● Aim of the exercise:
From the data below, retype exactly the lines starting with the one that contains "--- a/main.go" and ending with the one that contains "-func (cm *ContentManager)", both included.

---------------

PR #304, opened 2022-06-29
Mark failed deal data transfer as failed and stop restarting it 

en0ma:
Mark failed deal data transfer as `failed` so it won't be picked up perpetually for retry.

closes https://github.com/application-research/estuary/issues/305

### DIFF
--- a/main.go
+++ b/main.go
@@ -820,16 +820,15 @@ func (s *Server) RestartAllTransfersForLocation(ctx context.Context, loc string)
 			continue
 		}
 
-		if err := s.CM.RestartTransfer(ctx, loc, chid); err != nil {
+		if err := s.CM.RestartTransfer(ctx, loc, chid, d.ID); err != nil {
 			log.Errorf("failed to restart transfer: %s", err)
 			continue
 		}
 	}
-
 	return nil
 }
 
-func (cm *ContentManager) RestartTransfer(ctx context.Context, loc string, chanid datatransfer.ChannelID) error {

---------------

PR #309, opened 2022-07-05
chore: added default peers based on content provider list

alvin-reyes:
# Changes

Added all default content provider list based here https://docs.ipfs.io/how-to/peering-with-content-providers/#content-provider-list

---------------

● Exercise answer:
--- a/main.go
+++ b/main.go
@@ -820,16 +820,15 @@ func (s *Server) RestartAllTransfersForLocation(ctx context.Context, loc string)
 			continue
 		}
 
-		if err := s.CM.RestartTransfer(ctx, loc, chid); err != nil {
+		if err := s.CM.RestartTransfer(ctx, loc, chid, d.ID); err != nil {
 			log.Errorf("failed to restart transfer: %s", err)
 			continue
 		}
 	}
-
 	return nil
 }
 
-func (cm *ContentManager) RestartTransfer(ctx context.Context, loc string, chanid datatransfer.ChannelID) error {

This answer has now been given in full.